О ее сердечном друге – Гоголе, впрочем, помнят. Памятник вот соорудили на месте, где Николай Васильевич гостил у губернаторской четы. И прочитал ей наиболее полный вариант уничтоженного впоследствии шедевра. Грустный какой-то памятник получился. И мрачный. Как будто Гоголь в городе К*** не родил великую книгу, а поджег ее. И тут же умер. Но могилы Гоголя в нашем городе К*** нет. И слава Богу. Есть, правда, рядом другая – Циолковского. Но Константин Эдуардович своими рукописями печку не растапливал. Знал, наверное, что не горят…
Короче, в нашем городе К*** есть местечко, где еще витает дух обнародованной здесь и якобы уничтоженной где-то далеко великой книги. Я каждое утро обметаю вокруг опавшую листву. Так – на всякий случай. А то явится писатель да на пару с губернаторшей и укорят: плохо приглядывали, заботами обошли – оттого и не сохранили. Не беспокойтесь, Николай Васильевич, не переживайте, Александра Осиповна, сберегаем…
Авангард на улице Кая Брута
Они не стали Ньютонами и Шекспирами. Не обрели профессорских мантий. Даже кандидатский минимум им, похоже, не поддался. Рутинному пересчету недостижимых звезд они предпочитали их дерзкое приближение. Один – в слове, другой – в небе. Стискивая расстояния до вожделенных светил, до одухотворенных морфем, торопили время. Ломали устоявшиеся формы. Создавали новые. Сделались модернистами: один спонтанно, другой нет. Прослыли чудаками, самоучками, эгоцентристами…

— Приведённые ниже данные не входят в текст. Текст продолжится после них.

PR #476, opened 2023-06-19
Avoid consumes all input

### LINKED ISSUE #466: DraggableChildren consumes all input
DraggableChildren composable consumes all pointer events even if it can't process them (e.g. the conditions don't apply). This means no other composables overlapping the same area can take any inputs (a button won't take clicks).

manuel-martos:
## Description

Rework a little bit current approach applying this changes:
- Move `pointerInput` back to elements instead of parent.
- Track to different bounding boxes: transformed + local
- Track offset between bounding boxes centre.
- Wrap `pointerInput` with `offset(center)` and `offset(-center)` to make sure gesture inputs are locally translated to element coordinate system.

## Check list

Шкловский тщился вернуть человеку слово. Не узнавать вещь, названную им, а всякий раз ее заново рассматривать. Чувствовать, вживаться, осязать. Достраивать утраченные фразы. Довыговаривать потертые слова. Непременно запуская, таким образом, механизм искусства. То есть тесня словесным творчеством автоматическое восприятие вещей. Воскрешение слова – главное, чего добивался этот бритоголовый гиперактивный лингво-революционер. Попутно, правда, беря в руки винтовку и усаживаясь с прокуренными матросами на революционные броневики. «Так пропадает, в ничто вменяясь, жизнь, – отчаивался за потери в словесности (и не только в ней) Шкловский. – Автоматизация (восприятия) съедает вещи, платье, мебель, жену и страх войны».

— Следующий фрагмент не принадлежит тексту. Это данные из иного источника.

Issue #494, opened 2023-06-28
Allow flag to control whether a gesture can be continuous


zsoltk:
**Situation right now:**

- If a drag gesture can cover more than 1 length of an operation, the remainder is automatically interpreted as another model operation

**Cases where this is desired:**

- Spotlight
- Test drive
- In general: models where a continuous dragging beyond one operation is what we want

**Cases where this is not desired:**

- Back stack pop
- Puzzle 15 move an element

In these cases the gesture should stop at the first operation's 100% completion boundary.

**Idea:**

Allow a flag inside `Gesture` to control this behaviour, and then the gesture factory (client code) can decide.

zsoltk:
Fixed in #599

PR #503, opened 2023-06-30
Settle after gesture release

### LINKED ISSUE #495: Remainder of gesture operation doesn't settle
**Scenario:**

- Drag longer than 100% in any model (e.g. puzzle 15 element drag)

**ER:**

- Even without #494, if the drag gets interpreted as more than one operation, it should settle after the gesture

**AR:**

- The state is left hanging with some amount of drag, it doesn't settle
- As a consequence, no other operations can be applied until manually settled (which might make it feel like it's unresponsive)

manuel-martos:
## Description

Jetpack Compose does not send the `Release` motion event type to the `Element` that is being dragged, which is why the `onDragEnd` event does not get triggered, and no settling occurs. As a workaround, the parent element needs to be made aware of when the `Release` event is triggered and allow the underlying motion controller to properly end the current drag and settle gesture.

## Check list

### DIFF
--- a/appyx-interactions/common/src/commonMain/kotlin/com/bumble/appyx/interactions/core/DraggableChildren.kt
+++ b/appyx-interactions/common/src/commonMain/kotlin/com/bumble/appyx/interactions/core/DraggableChildren.kt
@@ -18,6 +18,7 @@ import androidx.compose.ui.Modifier
 import androidx.compose.ui.draw.clipToBounds
 import androidx.compose.ui.geometry.Offset
 import androidx.compose.ui.geometry.Rect
+import androidx.compose.ui.input.pointer.PointerEventType
 import androidx.compose.ui.input.pointer.pointerInput
 import androidx.compose.ui.layout.boundsInParent
 import androidx.compose.ui.layout.onPlaced
@@ -29,6 +30,7 @@ import com.bumble.appyx.interactions.core.gesture.GestureValidator
 import com.bumble.appyx.interactions.core.gesture.GestureValidator.Companion.defaultValidator
 import com.bumble.appyx.interactions.core.gesture.detectDragGesturesOrCancellation
 import com.bumble.appyx.interactions.core.model.BaseAppyxComponent
+import com.bumble.appyx.interactions.core.modifiers.onPointerEvent
 import com.bumble.appyx.interactions.core.ui.context.TransitionBounds
 import com.bumble.appyx.interactions.core.ui.context.UiContext
 import com.bumble.appyx.interactions.core.ui.output.ElementUiModel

Циолковский авангард с оружием в руках не продвигал, но жаждал не меньшего – вручить человеку космос. Заставив обывателя поднимать глаза к небу не только из любопытства – брать зонт на улицу или не брать? – а еще и из необходимости знакомства с будущим местом проживания. Именно там, в космосе, только и можно искать счастье, утверждал этот плохо слышавший калужский бородач. Оно неуловимо на земле, учил космический пророк, но вполне достижимо ближе к звездам. «Если судить по Земле, – грустно признавал Циолковский, – то безумие управляет Вселенной, или, по крайней мере, можно сильно сомневаться в разумности мира».
Короче, они не могли в этой жизни не встретиться – два великих самоучки, разнополярных модерниста, генетических ниспровергателей гибельных основ – Шкловский и Циолковский. В начале 30-х годов прошлого века первый приезжал в Калугу писать киносценарий о втором. Долго беседовал. Записи, естественно, потерял. Фильм не снял. Лет через тридцать вспомнил некоторые подробности и записал: «Плачут по великим после».
Они обсуждали подробности бесед с ангелами. Будущие падения стратостатов. Минувшее – внука калужского космиста в навоз. Квашение капусты. Долги Циолковских соседям. Ближайшие полеты в галактику: скоро ли? «Мы вряд ли, – записал Шкловский предвидения калужского старца, – а комсомол наверняка полетит». Не обсуждали бедность, царившую в доме на краю улицы Кая Брута. Прошлые и будущие трагедии с собственными детьми. Минувшие и грядущие тяготы Отчизны. Все страшное должно вскорости окупиться правильным «вычислением мечты». Сердце мечты усиленно колотилось о грудную клетку модернистов. Все быстрее и быстрее. «Поэты и ученые – оптимисты, – закончит рассказ о своем космическом визави Шкловский, – они знают сроки, но они торопят время».